Jeder Mandant soll Dokumente (Bilder, PDF, ein Userbild etc. haben).

Nun stellt sich mir die Frage wie ich das aufbaue.
Erstelle ich für jeden Mandanten ein Verzeichnis, das dann physisch auf der Festplatte sich befindet?
Also Beispiel:

User1:

Ordername: user1
- user1\userbild
- user1\dokumente

usw.
Oder kann hier jemand aus der Erfahrung sprechen?
Wie sieht das mit der Skalierbarkeit aus? Sprich: Was ist, wenn Festplatte voll ist? 

Über hilfreiche Antworten würde ich mich sehr freuen.


----------



## turtle (26. Apr 2014)

Nimm eine Datenbank.


----------



## internet (27. Apr 2014)

Ich habe eine Datenbank.
Aber hier muss ich ja auch einen Pfad für die Speicherung angegeben.

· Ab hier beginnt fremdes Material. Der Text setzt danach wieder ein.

PR #1901, opened 2019-06-06
Provide Platform.io project config & use it for CI

zavorka:
Compared to the current solution, I find this a ridiculously trivial & transparent way to provide reproducible builds across host platforms.

It looks that the u8g library is not actually being linked to in which case it can be dropped. It is however included in the [original UltiMachine's Arduino Addon repository](https://github.com/ultimachine/ArduinoAddons/tree/master/rambo/libraries/U8glib), so I included it for parity.


3d-gussner:
@zavorka Thanks, but we switch to cmake. Closing.

PR #1904, opened 2019-06-10
PFW-861 sound refactoring, delete mute mode, add blind mode

NotaRobotexe:


Firmware/sound.cpp
```diff
@@ -84,13 +115,43 @@ switch(eSoundMode)
...
      default:
-          ;
+          break;
      }
 }
 
+static void Sound_DoSound_Blind_Alert(void)
+{
+     _tone(BEEPER,100);
+     delay_keep_alive(50);
```
mkbel, line 138: This is called from lcd_update() and it calls lcd_update() leading to possible stack overflow.

PR #2957, opened 2021-01-11
Remove stray serial newlines in fsensor autoload messages

wavexx:


DRracer (approved):
makes sense, looks like a typo, may be after some refactoring from printf()

PR #2960, opened 2021-01-12
Calibration: more accelerations, fix scan, more robust circle search PFW-1169

espr14:


DRracer (approved):
the code needs some serious diet for the AVR, but the function is correct

PR #2969, opened 2021-01-14
:construction: Calibration: allow 400 step XY motors PFW-1181

espr14:
Dependent on PR #2968


nosRider1:
I tested it.
Correction is good up to 2 points, but at 3 points the problem arises.
Only the 3 point part is mistaken for Y coordinate as X coordinate.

Es macht doch Sinn dies zu organisieren, sonst habe ich ja zig tausend Dateien in einem Ordner???


----------



## turtle (27. Apr 2014)

> Es macht doch Sinn dies zu organisieren, sonst habe ich ja zig tausend Dateien in einem Ordner???

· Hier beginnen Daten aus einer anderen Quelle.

PR #2700, opened 2020-05-29
[WIP] SRAM usage optimization

leptun:
This really is [WIP]! Test it with caution. Anything could go wrong. A lot of changes have been made around the code and not really tested.
Each and every code change has to be checked that it still produces the same Serial output for backwards compatibility.

Resources used [MK3 FW3.9.0](https://travis-ci.com/github/prusa3d/Prusa-Firmware/builds/166731977) vs this [PR](https://travis-ci.com/github/prusa3d/Prusa-Firmware/builds/168728738):
|Printer| FW390 program space | FW390 mem | PR program space | PR mem|Diff program|Diff mem|
|-------|-------|-------|-------|-------|-------|-------| 
| MK3S | 248810 | 6486 | 248082 | 5835 | -728 | -651 |
| MK3 | 250396 | 6515 | 249538 | 5866 | -858 | -649 |
| MK25S 13a | 222264 | 6310 | 221612 | 5701 | -652 | -609 |
| MK25S 10a | 222144 | 6310 | 221118 | 5701 | -1026 | -609 |
| MK25 13a | 226274 | 6358 | 225442 | 5751 | -832 | -607 |
| MK25 10a | 226004 | 6358 | 225110 | 5751 | -894 | -607 |

PFW-1123

PR #2982, opened 2021-01-22
Reduce code size and RAM usage

DRracer:
This is an attempt to reclaim some of the code size lost during the new XYZ calibration and addition of new functions. More commits will come here as we manage to optimize and clean more code.

Kudos to @leptun for the code_seen_P()

Ideas will come from PR's #2688 and #2700


Firmware/ultralcd.cpp
```diff
@@ -5930,14 +5925,7 @@ void bowden_menu() {
...
 
-				lcd_set_cursor(0, 0);
-				lcd_print(' ');
-				lcd_set_cursor(0, 1);
-				lcd_print(' ');
-				lcd_set_cursor(0, 2);
-				lcd_print(' ');
-				lcd_set_cursor(0, 3);
-				lcd_print(' ');
+				lcd_puts_at_P(0, 0, PSTR(" \n \n \n "));
```
DRracer, line 5864: @leptun we may even extract duplicit strings into a variable and reuse them

Firmware/ultralcd.cpp
```diff
@@ -4240,23 +4170,23 @@ void lcd_pick_babystep(){
...
     
     lcd_set_cursor(12, 3);
     
-    lcd_print("4");
+    lcd_print('4');
     
     lcd_set_cursor(1, 2);
     
-    lcd_print(">");
+    lcd_print('>');
```
mkbel, line 4189: Change in commented out code.

Firmware/ultralcd.cpp
```diff
@@ -4287,20 +4217,20 @@ void lcd_pick_babystep(){
...
+                lcd_print(' ');
                 
                 if (cursor_pos < 3) {
                     lcd_set_cursor(1, cursor_pos+1);
-                    lcd_print(">");
+                    lcd_print('>');
                 }else{
                     lcd_set_cursor(10, cursor_pos-1);
-                    lcd_print(">");
+                    lcd_print('>');
```
mkbel, line 4233: Change in commented out code.

Firmware/ultralcd.cpp
mkbel: I would go even further -  extract code to clear first column 3 or 4 rows into separate function, as this code
`lcd_puts_at_P(0, 0, PSTR(" \n \n \n "));`
or
`lcd_puts_at_P(0, 1, PSTR(" \n \n "));`

Is repeated several times.

Firmware/xyzcal.cpp
```diff
@@ -18,6 +18,8 @@
 
 #define _PINDA ((READ(Z_MIN_PIN) != Z_MIN_ENDSTOP_INVERTING)?1:0)
 
+static const char endl[2] PROGMEM = "\n";
```
mkbel, line 21: I don't think array length needs to be stated here, it can be deduced from initialization string.

Firmware/xyzcal.cpp
```diff
@@ -840,26 +855,31 @@ void dynamic_circle(uint8_t *matrix_32x32, float &x, float &y, float &r, uint8_t
 
 		const float reducer = 32.f; ///< reduces speed of convergency to avoid oscillation
 		const float norm = 1.f / reducer;
-		x += CLAMP(median(shifts_x, blocks) * norm, -max_change, max_change);
-		y += CLAMP(median(shifts_y, blocks) * norm, -max_change, max_change);
-		r += CLAMP(median(shifts_r, blocks) * norm * .5f, -max_change, max_change);
+//		x += CLAMP(median(shifts_x, blocks) * norm, -max_change, max_change);
+//		y += CLAMP(median(shifts_y, blocks) * norm, -max_change, max_change);
+//		r += CLAMP(median(shifts_r, blocks) * norm * .5f, -max_change, max_change);
```
mkbel, line 860: Warning, commented out code.

Firmware/ultralcd.cpp
leptun: That could be done. Not sure if it will be as efficient, but I'll try.

Firmware/ultralcd.cpp
DRracer: this change was done automatically

Firmware/ultralcd.cpp
DRracer: this change was done automatically

Firmware/xyzcal.cpp
DRracer: could be, you are right

mkbel (approved):

Firmware/xyzcal.cpp
DRracer: this code will be removed after testing of this PR - saved 100B

PR #2983, opened 2021-01-22
Fix sm4.h line ending

leptun:


3d-gussner:
This may break https://github.com/prusa3d/Prusa-Firmware/pull/1263

DRracer (approved):
Approving - it is only a reformat from CR/LF to LF only to make it consistent with the rest of our repository, no code-change has been done. Affected PR's will be fixed later.

PR #2984, opened 2021-01-22
Do not send CR on the serial line

leptun:
Make the serial output format uniform by not sending CRLF in some places while only sending LF in others. From now on all Serial output should be LF only (just like in stdio).

PR is a draft since compatibility must be tested


DRracer (approved):
Approving conditionally - this will make the serial output consistent, however we may find obscure issues later on. For 3.10 - this is ok as the FW will be tested thoroughly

Eben nicht. BTW, welche DB hast du denn ?

Du speicherst ja Daten in Tabellen in der Datenbank. 

Wie das auf ein Speichermedium verteilt wird, kann dir "völlig" egal sein. Häufig werden proprietäre Formate verwendet, damit beispielsweise in einer Datei (auf Platte) eine Tabelle (mit vielleicht tausenden Records) gespeichert sind.

Deine Anforderung nach Bildern, PDF-Dokumenten wird in einer Datenbank als Blob oder CLob gespeichert. Hier kommt häufig eine Grössenbeschränkung zum Tragen,das so ein Blob "nur" 2-GB groß sein darf. Hier kannst du ebenfalls abwägen, ob der Blob in der Tabelle oder separat im Dateisystem abgespeichert wird.

Wenn du aber mehre tausend Benutzer hast und jeder Einzelne hat hat Dokumente im GB-Bereich...

Dein Hinweis mit zig tausend Dateien verwirrt mich. Denn entweder hast du so große Datenbestände oder nicht. Und du hast ja wohl nicht zig tausende Tabellen, selbst wenn du die DB Blobs als externe Files speichern lässt. Und Plattenplatz ist nun wirklich kein Argument. Wichtiger sind da wohl mehr Wartbarkeit und Performance des Systems, Gründe die ebenfalls für eine DB sprechen.


----------



## internet (27. Apr 2014)

Hallo turtle, 
vielen Dank für Deine Antwort.

Ich nutze als Datenbanksystem MySQL.
Ich habe in JSF mit Primefaces eine kleinere Applikation geschrieben, in der der User Bilder hochladen kann. Die Datei wird als BLOB gespeichert. Funktioniert alles soweit auch.
Die Datei wird ebenfalls auf der Festplatte gespeichert.
Hierfür musste ich ja ein Pfad angeben, in welchem sich die Datei dann befindet.

Deshalb würde es doch Sinn machen, dass jeder User ein Ordner hat?

Leider kenne ich mich hierbei überhaupt nicht aus. Daher auch diese Frage im Forum.

Generell würde mich interessieren:
a) Wie groß muss man sich so eine BLOB vorstellen? Steckt dahinter quasi der Binär-Code, der dann zur Laufzeit umgewandelt wird in die eigentliche Datei?

Du meinst also, dass das Speichern *NUR* in der Datenbank deutlich mehr Sinn macht?
- Welche Vorteile bringt das Speichern als Datei *und* als BLOB mit sich?

Ich freue mich über Deine Antwort.


----------